How long can you stay awake? In 1988, Robert McDonald from California managed to trick his sleep for 18 days, 21 hours and 40 minutes. But what exactly was he tricking? Two thousand years ago, it was believed that drowsiness was due to stomach vapours - themselves the result of digestion - which rose to the brain, condensed there and blocked the pores. The head was thus cut off from the rest of the body and sleep ensued. This mechanical concept of sleep survived for almost two millennia. It was only in the second half of the 19th century that a more subtle approach was made, separately, by Kuniomi Ishimori in Japan and Henri Piéron in France. What if sleep were the result of "fatigue substances" that are accumulated during the period of wakefulness and dissipated while sleeping? The hypothesis had its ups and downs. However, in the 1960s, Marcel Monnier and his associates in Switzerland discovered the existence of a very small peptide that seemed to have sleep-inducing effects: the Delta Sleep-Inducing Peptide or DSIP.
DSIP was first extracted from the blood of a torpid rabbit. When administered intravenously to a number of animals, it launched them into a deep sleep within an hour. What is more, DSIP improved the animals' delta sleep - hence its name. Delta sleep is a phase we all go through and named so because the electroencephalograph (EEG) shows delta waves. However, over the years, it became apparent that the action of DSIP was not so straightforward. Since it is such a small peptide - only nine amino acids long - it was not such a difficult task to produce synthetic DSIP. And once it became commercially available, extended biochemical and physiological studies were carried out on humans. The results seemed promising.
'Girl in a green chair', Sharon Hudson
Courtesy of the artist
In humans, experiments showed that DSIP enhances REM sleep. REM sleep is characterised by a rapid eye movement (REM), and, in humans, a number of essential functions are attributed to REM sleep and its organisation, i.e. the synchronisation of chronobiological functions, information processing, memory storage, and a variety of functions that are thought to have a role in our psychic equilibrium by means of dreaming. And if DSIP can help in any one of these respects, it is more than welcome!

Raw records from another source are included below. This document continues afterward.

PR #4512, opened 2017-04-18
MULE-12040: Don't use application log after the application is undepl…

facundovs:
…oyed.

The DefaultResourceReleaser's logger gets resolved to the application's logger, but it's called from AbstractArtifactClassLoader#dispose after the logging context is removed.
So a new MuleLoggerContext is created, locking the application's log file in Windows and keeping alive the JMS connection if logging through a JMSAppender. This stays that way after the application is undeployed.
To fix this we should either change the order of the logging context disposing.
In addition,we should also change the keys that are used in LoggerContextCache, because two differents instances of the same classloader are generating two LoggerContexts (HashCodes of classloaders are being used as keys). If we use the name of the application as key, we can guarantee only a loggerContext per application be created.
This fix is necessary but not enough to give a solution to this bug.
I have found a bug in log4j side, which is causing that some FileDescriptors aren't being closed, and I'll create a PR to fix it.

### DIFF
--- a/modules/launcher/src/main/java/org/mule/module/launcher/artifact/AbstractArtifactClassLoader.java
+++ b/modules/launcher/src/main/java/org/mule/module/launcher/artifact/AbstractArtifactClassLoader.java
@@ -61,6 +61,22 @@ public abstract class AbstractArtifactClassLoader extends FineGrainedControlClas
     @Override
     public void dispose()
     {
+
+        try
+        {
+            createResourceReleaserInstance().release();
+        }
+        catch (Exception e)
+        {
+            logger.error(e);
+        }
+
+        super.dispose();
+        shutdownListeners();
+    }
+
+    private void shutdownListeners ()
+    {
         for (ShutdownListener listener : shutdownListeners)
         {
             try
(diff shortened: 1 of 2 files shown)


pablokraan:
"In addition,we should also change the keys that are used in LoggerContextCache, because two instances of the same classloader are generating two LoggerContexts (HashCodes of classloaders are being used as keys). If we use the name of the application as key, we can guarantee only a loggerContext per application be created."
I don't understand how, if the key is the classloader's hashcode, that two logger contexts are generated for the same instance. Can you  explain that?

pablokraan:
"I have found a bug in log4j side, which is causing that some FileDescriptors aren't being closed, and I'll create a PR to fix it."
Check that the issue you mentioned is not already fixed on the latest log4j version, IIRC, there were some leaks fixed on 2.7

modules/launcher/src/main/java/org/mule/module/launcher/log4j2/LoggerContextCache.java
```diff
@@ -255,12 +257,16 @@ public void run()
         }
     }
 
-    private int computeKey(ClassLoader classLoader)
+    private String computeKey(ClassLoader classLoader)
     {
-        return classLoader.hashCode();
+        if (classLoader instanceof ApplicationClassLoader)
```
pablokraan: What happens when an application is redeployed? and what happens with domains or any other type or artifacT?

facundovs:
@pablokraan, Regarding to your first comment, I mean two different instances of the same classloader.
Regarding to the log4j version, I've checked it in the last version, and It hasn't fixed yet.

facundovs:
@pablokraan, I've removed the changes in the cache keys.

DSIP was given to a number of insomniac neurotic patients. The molecule not only offered them better sleep but also a release from inner tension during the day and a greater tolerance to psychic stress. As a result, the patients had a greater ability to cope with problems and emotions. One advantage of DSIP is that it induces sleep "naturally"; it does not extend sleep beyond the normal duration nor does it impair the normal sleep architecture. Unlike synthetic hypnotic substances that tend to alter quite dramatically what should be a normal sleeping pattern.
Insomniacs were not the only patients who benefited from DSIP. DSIP was also reported to have helped patients suffering from drug withdrawal. Some of these patients had serious sleeping disorders, which were restored after a few days thanks to DSIP. In fact, in time, it was found that DSIP helped any kind of sleep disorder, be it insomnia or narcolepsy, and even patients suffering from chronic, pronounced pain episodes. It was further suggested that increased levels of DSIP in the plasma could be related to chronic insomnia, Alzheimer's disease and perhaps even alcoholism...

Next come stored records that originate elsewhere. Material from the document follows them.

PR #4516, opened 2017-04-18
Mule 11526

pablolagreca:


tests/integration/src/test/java/org/mule/test/integration/interception/ProcessorInterceptorFactoryTestCase.java
```diff
@@ -86,7 +102,7 @@ public ProcessorInterceptor get() {
 
   public static class HasInjectedAttributesInterceptor implements ProcessorInterceptor {
 
-    public static final AtomicBoolean intercepted = new AtomicBoolean(false);
+    private static final LinkedList<InterceptionParameters> interceptionParameters = new LinkedList<>();
```
elrodro83: change declaration to just `List`. Only `addLast` is being used, can be changed to just `add`

PR #4517, opened 2017-04-18
MULE-12239 When objects form a plugin are being registered, the context classloader is the one from the app instead of the plugin

elrodro83:


elrodro83:
jenkins validate

elrodro83:
jenkins validate

modules/spring-config/src/main/java/org/mule/runtime/config/spring/SpringXmlConfigurationBuilder.java
```diff
@@ -141,12 +146,21 @@ private MuleArtifactContext createApplicationContext(MuleContext muleContext) th
   protected MuleArtifactContext doCreateApplicationContext(MuleContext muleContext, ConfigResource[] artifactConfigResources,
                                                            ArtifactDeclaration artifactDeclaration,
                                                            OptionalObjectsController optionalObjectsController) {
+    List<ClassLoader> artifactPluginClassLoaders;
```
pablolagreca: This logic seems duplicate. Can you move it to an utility method?

PR #4525, opened 2017-04-19
MULE-10355: ExtensionModel generation under deployment module is ordered

fernandezlautaro:


modules/deployment/src/test/java/org/mule/runtime/module/deployment/internal/DeploymentServiceTestCase.java
```diff
@@ -1939,7 +1960,7 @@ public void deploysMultiPluginVersionLib() throws Exception {
   }
 
   @Test
-  public void deploysApplicationWithPluginDependingOnPlugin() throws Exception {
+  public void deploysApplicationWithPluginDependingOnPlugin() throws Exception { //TODO lautaro este puede ser uno
```
pablolagreca: ???

fernandezlautaro: jaja, la cagué.

PR #4529, opened 2017-04-19
MULE-12239: When objects form a plugin are being registered, the context

elrodro83:
classloader is the one from the app instead of the plugin
* Fix test runner to properly build an app classloader


elrodro83:
DO NOT MERGE YET!! BUILD PENDING!!

PR #4532, opened 2017-04-20
Wrong comparison in QueueConfiguration.equals

canoasan:


core/src/main/java/org/mule/util/queue/objectstore/QueueConfiguration.java
```diff
@@ -59,15 +59,7 @@ public boolean equals(Object obj)
...
-        if (capacity != other.capacity)
-        {
-            return false;
-        }
-        if (!objectStore.equals(objectStore))
-        {
-            return false;
-        }
-        return true;
+        return capacity == other.capacity && objectStore.equals(other);
```
elrodro83: `objectStore.equals(other.objectStore)`

PR #4534, opened 2017-04-20
MULE-12268: Add test to verify the reception of multiple headers in the HTTP request

afelisatti:


modules/http/src/test/java/org/mule/module/http/functional/requester/HttpRequestMultipleValueHeadersTestCase.java
```diff
@@ -36,11 +39,13 @@
     public SystemProperty host = new SystemProperty("host", "localhost");
     @Rule
     public SystemProperty encoding = new SystemProperty("encoding" , CHUNKED);
+    @Rule
+    public DynamicPort port = new DynamicPort("port");
 
     @Override
     protected String getConfigFile()
     {
-        return "http-request-headers-config.xml";
```
elrodro83: is this file still being used elsewhere? if not delete it

afelisatti: Yes, this test was actually reusing the config file of the general org.mule.module.http.functional.requester.HttpRequestHeadersTestCase so a created a specific one for it.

Besides coping with sleeping disorders and showing up in the context of diseases, the use of DSIP has been discussed as a pharmacological intervention to fight fatigue and sleep loss in military interventions. Tests showed higher alertness and better performance while the individuals were awake. And if DSIP could enhance military performance, could it not also enhance athletic achievement?

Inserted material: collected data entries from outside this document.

PR #4539, opened 2017-04-21
MULE-12271 Refactor use of EventContext to simplify

dfeist:


core/src/main/java/org/mule/runtime/core/api/processor/MessageProcessors.java
```diff
@@ -96,7 +96,17 @@ public static MessageProcessorChain newExplicitChain(List<Processor> processors)
...
-      return just(event).transform(processor).otherwise(Exceptions.EventDroppedException.class, ede -> empty()).block();
+      return just(event).transform(processor).otherwise(EventDroppedException.class, mde -> empty()).block();
+    } catch (Throwable e) {
+      throw rxExceptionToMuleException(e);
+    }
+  }
+
+  public static Event processToApply(Event event, Flow flow) throws MuleException {
+    try {
+      just(event).transform(flow).doOnError(throwable -> {
```
elrodro83: isn't this just ignoring the error?

core/src/main/java/org/mule/runtime/core/processor/strategy/StreamPerEventSink.java
```diff
@@ -39,7 +39,7 @@ public StreamPerEventSink(Function<Publisher<Event>, Publisher<Event>> processor
 
   @Override
   public void accept(Event event) {
-    eventConsumer.accept(event);
-    just(event).transform(processor).subscribe();
+    just(event).doOnNext(request -> eventConsumer.accept(request)).transform(processor).doOnError(throwable -> {
```
elrodro83: why is the doOnError lambda empty?

modules/spring-config/src/test/java/org/mule/runtime/config/spring/factories/FlowRefFactoryBeanTestCase.java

How does DSIP work? No one really knows. Under natural conditions, it probably folds up into a pseudo-cyclic conformation. A cyclic analogue of DSIP was synthesized and actually proved to be more potent than DSIP itself. A major part of the peptide may well bind to other molecules, where the cyclic conformation does not meet. There may even be a DSIP receptor; evidence for an interaction of DSIP with adrenergic receptors in rats was indeed found.
So, did Robert McDonald trick the level of DSIP? It is very difficult to say. The notion of a sleep factor has never really been accepted. Sleep is made up of so many different stages and is influenced by so many factors - many of which are still unknown - that almost any biologically active compound may be related to some stage or other in sleep.
And because of this, though DSIP sounded promising, it did not meet with international recognition. Since the early 1980s very little has moved. "The reason for this" says Professor Alexander Borbély of the University of Zürich, "is that DSIP turned out to be a flop as a sleep substance and any interest was lost. The results were negative or ambiguous. It may be that the peptide has other biological actions but not a sleep-inducing one." Professor Guido Schoenenberger of the University of Basel - one of the key scientists to have worked on DSIP in the 1980s - does not agree. According to him, tests were conclusive. It was the lack of money that killed research on DSIP.
* “The theory of the origin of sleep which has gained the widest credence is the one that attributes it to anaemia of the brain... The idea behind this supposition has been that, as the day draws to an end, the circulatory mechanism becomes fatigued, the vasomotor center exhausted, the tone of the blood vessels deficient, and the energy of the heart diminished, and thus is the circulation to the cerebral arteries lessened.” NATURE, May 5th, 1898.